Business

Calculating the Overhead Recovery Rate Can Make or Break a Business

Failing to recover the full cost of overhead in estimating or pricing likely will make a business, product or job unprofitable when the final numbers are applied.
By Stuart Groo
April 30, 2018
Topics
Business

When pricing or bidding a job, it is necessary to figure that for every dollar spent on the cost of goods sold, an additional percentage must be added to recover the overhead or fixed operating expenses that cannot be included in the bid. This ratio is derived from the proper allocation of overhead (indirect expenses) and the cost of goods (direct expenses).

Overhead represents fixed operational expenses not directly billable to a job (e.g., rent, utilities, administrative salaries and liability insurance). Failing to recover the full cost of overhead in estimating or pricing likely will make a business, product or job unprofitable when the final numbers are applied.

Knowing what expenses constitute cost of goods and what expenses constitute overhead is critical to calculating the overhead recovery rate. A general rule of thumb to distinguish between direct costs and overhead is whether the cost is directly attributable to producing revenue, can be charged to the job or will increase as more work is obtained.

Usually, items such as direct labor and materials fit these criteria. If an item does not meet these criteria, then it likely needs to be treated as overhead.

Basics and Best Practices

Basically, for every dollar spent on the cost of goods sold, an additional dollar amount (determined by the overhead recovery rate) must be added to recover the overhead. This provides a consistent application to all jobs.

The overhead recovery rate may be based on actual historical financial data or a projected budget. Both calculations should be made for comparative purposes. Given the importance of the overhead recovery rate, revenue and all costs (whether directly or indirectly related) should be continually monitored.

Remember that changes in the amount of the cost of goods will impact the overhead recovery rate. Even though overhead expenses are primarily fixed, and therefore revenue increases or decreases will have little direct impact on them, a downward trend in sales will raise the overhead recovery rate needed because there will be less cost of goods to spread them over.

It is crucial that overhead be monitored not only as a percentage factor, but also in terms of dollars. An overhead recovery rate expressed in percentage terms is reliable only if the company achieves the targeted revenue and maintains the associated direct costs at the projected level on which the factor is based.

Additionally, become intimate with all aspects of overhead—not only the estimated annual percentage factor, but also what the annual overhead dollar amount breaks down to on a weekly, monthly, quarterly and semiannual basis. The capture or recovery rate of overhead should be tracked on an ongoing basis. An overhead recovery rate is never fixed or constant; it is continually changing.

The Formula for Success

Dividing the overhead by the cost of goods will yield the percentage (overhead recovery rate) needed to apply to direct costs in order to cover fixed expenses or overhead. If overhead costs are $245,000 and the cost of goods are $529,000, then the overhead recovery rate would be 47 percent ($245,000 / $529,000 = .4631 or 46.31 percent).

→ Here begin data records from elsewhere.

PR #1445, opened 2024-05-15
refactor: create TeamRepository WPB-8739

johnxnguyen:
<table>
<td>
  <a href="https://wearezeta.atlassian.net/browse/WPB-8739" title="WPB-8739" target="_blank">TaskWPB-8739</a>  [iOS] Create TeamRepository
  </td></table>
  <br />
 

### Issue

This PR implements the `TeamRepository` with an initial set of methods to pull team data from the server via the `TeamsAPI` and store them locally in the database via Core Data.

I've also added sourcery to `WireAPI` and a new `WireAPISupport` module to contain the mocks.

As a first step I've kept the existing code to store the core data entities, but we may wish to introduce an abstraction around the data layer in the future.

---

### Checklist


WireAPI/Package.swift
```diff
@@ -21,12 +25,19 @@ let package = Package(
         .package(
             url: "https://github.com/pointfreeco/swift-snapshot-testing",
             from: "1.16.0"
+        ),
+        .package(
+            url: "https://github.com/krzysztofzablocki/Sourcery.git",
+            from: "2.2.4"
```
markusfassbender: This pulls a lot of sub-dependencies in the project that all need to be build. Until now we have used another way with a binary file, @caldrian has some knowledge there.
Can we use it here too?

wire-ios-data-model/Tests/Source/Model/Conversation/ZMConversationTests+SecurityLevel.swift
```diff
@@ -519,10 +519,10 @@ class ZMConversationTests_SecurityLevel: ZMConversationTestsBase {
             selfUser.name = "MYSELF"
             conversation.addParticipantAndUpdateConversationState(user: selfUser, role: nil)
 
-            let mainTeam = Team.fetchOrCreate(with: UUID.create(),
-                                              create: true,
-                                              in: self.syncMOC,
-                                              created: nil)!
+            let mainTeam = Team.fetchOrCreate(
+                with: UUID.create(),
```
markusfassbender: Is it possible here to use the default init instead of the customised func?
```suggestion
                with: UUID,
```

wire-ios-sync-engine/Source/Repositories/TeamRepository.swift
```diff
@@ -0,0 +1,261 @@
...
+
+    func pullSelfTeamRoles() async throws
+
+    /// Pull team members for the self team from the server and store locally.
+
+    func pullSelfTeamMembers() async throws
+
+    /// Fetch the legalhold status for the self user from the server.
+
+    func fetchSelfLegalholdStatus() async throws -> LegalholdStatus
```
markusfassbender, line 45: Do I understand correctly, that `pull` should describe also the locale store? I like the idea

wire-ios-sync-engine/Source/Repositories/TeamRepository.swift
```diff
@@ -0,0 +1,261 @@
...
+    }
+
+    private func storeTeamLocally(_ teamAPIModel: WireAPI.Team) async {
+        await context.perform { [context] in
+            let team = WireDataModel.Team.fetchOrCreate(
+                with: teamAPIModel.id,
+                in: context
+            )
+
+            let selfUser = ZMUser.selfUser(in: context)
```
markusfassbender: Using this func is kind of a smelly piece of code, because it has many implicit conditions. Can we avoid it somehow in new code?
Maybe one idea could be to write a `SelfUserRepository` and inject it here to make it easier to refactor in future?

WireAPI/Package.swift
johnxnguyen: Yeah it'd be nice to pull it once and share it, not sure how though. We could also just not add the dependency to the package and instead generate the mocks via the command line.

wire-ios-sync-engine/Source/Repositories/TeamRepository.swift
johnxnguyen: I'm not sure what you mean by "describe also the locale store".

wire-ios-sync-engine/Source/Repositories/TeamRepository.swift
johnxnguyen: Certainly!

agisilaos (approved):
Looking forward to many of such changes! Thank you @johnxnguyen. 🙌

wire-ios-sync-engine/Source/Repositories/TeamRepository.swift
johnxnguyen: Hmmm so we already have a `UserRepository` define in WireDataModel (because it's used in WireRequestStrategy). The way it's used now is problematic so I'll try to fix that in a separate PR first so we can use it here.

johnxnguyen: https://github.com/wireapp/wire-ios/pull/1451

wire-ios-sync-engine/Source/Repositories/TeamRepository.swift
markusfassbender: I tried to rephrase and see what `and store locally` from the docuementation means 😅 it's fine I looked into the code

wire-ios-sync-engine/Source/Repositories/TeamRepository.swift
johnxnguyen: done in 3f9ef3da990450c0801e62bcc32fa94459d1ef25

wire-ios-data-model/Tests/Source/Model/Conversation/ZMConversationTests+SecurityLevel.swift
johnxnguyen: yes, done c20f80c1b73c1667c7d15bf5a50a7831398ed8da

WireAPI/Package.swift
caldrian: I don't know about a quick solution now.
We have the sourcery binary downloaded by the "scripts" package here:
`./scripts/.build/artifacts/scripts/sourcery/sourcery/bin/sourcery`
Maybe there is a way to execute a shell script during the build process?
Maybe writing a custom plugin which executes the existing script?

johnxnguyen: I removed the plugin for now, we can still generate mocks from the command line by running `sourcery` from the `WireAPI` directory.

WireAPI/Package.resolved
```diff
@@ -1,6 +1,114 @@
...
+    },
+    {
+      "identity" : "sourcery",
+      "kind" : "remoteSourceControl",
+      "location" : "https://github.com/krzysztofzablocki/Sourcery.git",
+      "state" : {
+        "revision" : "3b84a205f25c58d03369e3775703c7c7ee115a77",
+        "version" : "2.2.4"
+      }
+    },
```
markusfassbender: This still contains all sub-dependencies, is that right?

markusfassbender (approved):

WireAPI/Package.resolved
johnxnguyen: It seems like the resolved file in the workspace is used rather than this local file, I've deleted it and everything runs fine and a new resolved file wasn't regenerated.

To simplify, round up and use 1.5 as the rate to conclude the business must recover an additional 50 cents for every dollar of direct costs.

In a construction company scenario, a firm could take its billable hours for each crew and arrive at an overhead rate per hour of work. If it had two crews each with two workers billing 4,000 hours per year (2,000 per person), it could divide the overhead by 8,000 and arrive at an overhead rate of $30.71 per hour. This is what would need to be charged per manhour over and above the burdened labor rate that has already been applied.

How a company’s chart of accounts is laid out and, more specifically, how its profit and loss statement is structured, is extremely important in calculating the overhead recovery factor. How and where budget costs are allocated (cost of goods vs. overhead expense) will have an impact on a firm’s overhead and its overhead recovery factor. If, for instance, an owner/manager does some office work, some field work and some direct job supervision, it’s crucial to decide how to treat this expense. Stay consistent and know where the costs are.

Assuming that the job can be performed within the allotted labor hours and materials costs, then the profit being calculating is “true” profit. All other expenses have been accounted for. Therefore, that 15 percent profit may not be necessary. If jobs are scarce, go with a 5 percent or 8 percent profit to win the bid. However, do not start to adjust the break-even price; this is sacrosanct.

In many construction jobs, it may be best to only mark up the materials a nominal amount, such as 4 percent, rather than the full overhead. Instead, increase the overhead applied to the labor.

Materials for competitively bid jobs are going to cost everyone about the same, so it’s not feasible to mark them up as high as necessary. But, the cost of labor is unknown to competitors, so the additional overhead recovery amount will not put the company outside the range of competitive bids.